The tzrange object provides the same functionality, but is specified using relativedelta.relativedelta objects. rather than strings.

Parameters:
  • s – A time zone string in TZ variable format. This can be a bytes (2.x: str), str (2.x: unicode) or a stream emitting unicode characters (e.g. StringIO).

  • posix_offset – Optional. If set to True, interpret strings such as GMT+3 or UTC+3 as being 3 hours behind UTC rather than ahead, per the POSIX standard.

Caution

Prior to version 2.7.0, this function also supported time zones in the format:

  • EST5EDT,4,0,6,7200,10,0,26,7200,3600

  • EST5EDT,4,1,0,7200,10,-1,0,7200,3600

This format is non-standard and has been deprecated; this function will raise a DeprecatedTZFormatWarning until support is removed in a future version.

class dateutil.tz.tzical(fileobj)[source]

This object is designed to parse an iCalendar-style VTIMEZONE structure as set out in RFC 5545 Section 4.6.5 into one or more tzinfo objects.

Parameters:

fileobj – A file or stream in iCalendar format, which should be UTF-8 encoded with CRLF endings.

get(tzid=None)[source]

Retrieve a datetime.tzinfo object by its tzid.

Parameters:

tzid – If there is exactly one time zone available, omitting tzid or passing None value returns it.
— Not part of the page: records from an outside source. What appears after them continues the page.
PR #4802, opened 2023-10-11
Dynamic fields in rename

mattnibs:
Add the ability to rename fields dynamic for the rename op.

### DIFF
--- a/compiler/kernel/op.go
+++ b/compiler/kernel/op.go
@@ -174,10 +174,18 @@ func (b *Builder) compileLeaf(o dag.Op, parent zbuf.Puller) (zbuf.Puller, error)
 		putter := expr.NewPutter(b.octx.Zctx, clauses)
 		return op.NewApplier(b.octx, parent, putter), nil
 	case *dag.Rename:
-		var srcs, dsts field.List
+		var srcs, dsts []*expr.Lval
 		for _, a := range v.Args {
-			dsts = append(dsts, a.LHS.(*dag.This).Path)
-			srcs = append(srcs, a.RHS.(*dag.This).Path)
+			src, err := b.compileLval(a.RHS)
+			if err != nil {
+				return nil, err
+			}
+			dst, err := b.compileLval(a.LHS)
+			if err != nil {
+				return nil, err
+			}
+			srcs = append(srcs, src)
+			dsts = append(dsts, dst)
 		}
 		renamer := expr.NewRenamer(b.octx.Zctx, srcs, dsts)
 		return op.NewApplier(b.octx, parent, renamer), nil
--- a/compiler/semantic/op.go
+++ b/compiler/semantic/op.go
@@ -640,25 +640,23 @@ func (a *analyzer) semOp(o ast.Op, seq dag.Seq) (dag.Seq, error) {
 	case *ast.Rename:
 		var assignments []dag.Assignment
 		for _, fa := range o.Args {
-			dst, err := a.semField(fa.LHS)
+			assign, err := a.semAssignment(fa)
 			if err != nil {
-				return nil, errors.New("rename: requires explicit field references")
+				return nil, fmt.Errorf("rename: %w", err)
 			}
-			src, err := a.semField(fa.RHS)
-			if err != nil {
-				return nil, errors.New("rename: requires explicit field references")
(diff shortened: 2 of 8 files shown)


compiler/kernel/op.go
```diff
@@ -174,10 +174,18 @@ func (b *Builder) compileLeaf(o dag.Op, parent zbuf.Puller) (zbuf.Puller, error)
...
-		for _, a := range v.Args {
-			dsts = append(dsts, a.LHS.(*dag.This).Path)
-			srcs = append(srcs, a.RHS.(*dag.This).Path)
+		var srcs, dsts []*expr.Lval
+		for k := range v.Args {
+			src, err := b.compileLval(v.Args[k].RHS)
+			if err != nil {
+				return nil, err
+			}
+			dst, err := b.compileLval(v.Args[k].LHS)
```
nwt, line 183:
```suggestion
		for _, a := range v.Args {
			src, err := b.compileLval(a.RHS)
			if err != nil {
				return nil, err
			}
			dst, err := b.compileLval(a.LHS)
```

runtime/expr/renamer.go
```diff
@@ -17,13 +17,87 @@ type Renamer struct {
...
+	if !ok {
+		var err error
+		typ, err = r.computeType(zed.TypeRecordOf(this.Type), srcs, dsts)
+		if err != nil {
+			return ectx.CopyValue(*r.zctx.WrapError(fmt.Sprintf("rename: %s", err), this))
+		}
+		m[string(r.fieldsStr)] = typ
+	}
+	out := this.Copy()
+	return ectx.NewValue(typ, out.Bytes())
```
nwt, line 57: This copy isn't necessary.
```suggestion
	return ectx.NewValue(typ, this.Bytes())
```

pkg/field/field.go
```diff
@@ -15,6 +15,20 @@ func (p Path) String() string {
 	return strings.Join(p, ".")
 }
 
+// AppendTo appends the string representation of the path to byte slice b.
+func (p Path) AppendTo(b []byte) []byte {
```
nwt, line 19: Simplify Path.String.
```go
func (p Path) String() string { return string(p.AppendTo(nil)) }
```

pkg/field/field.go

Otherwise a valid key (which can be retrieved from keys()) is required.

Raises:

ValueError – Raised if tzid is not specified but there are either more or fewer than 1 zone defined.

Returns:

Returns either a datetime.tzinfo object representing the relevant time zone or None if the tzid was not found.

keys()[source]

Retrieves the available time zones as a list.

class dateutil.tz.tzwin(name)[source]

Time zone object created from the zone info in the Windows registry

These are similar to dateutil.tz.tzrange objects in that the time zone data is provided in the format of a single offset rule for either 0 or 2 time zone transitions per year.

Param:

name The name of a Windows time zone key, e.g. “Eastern Standard Time”. The full list of keys can be retrieved with tzwin.list().

Note

Only available on Windows

display()

Return the display name of the time zone.

static list()

Return a list of all time zones known to the system.

transitions(year)

For a given year, get the DST on and off transition times, expressed always on the standard time side. For zones with no transitions, this function returns None.

Parameters:

year – The year whose transitions you would like to query.

Returns:

Returns a tuple of datetime.datetime objects, (dston, dstoff) for zones with an annual DST transition, or None for fixed offset zones.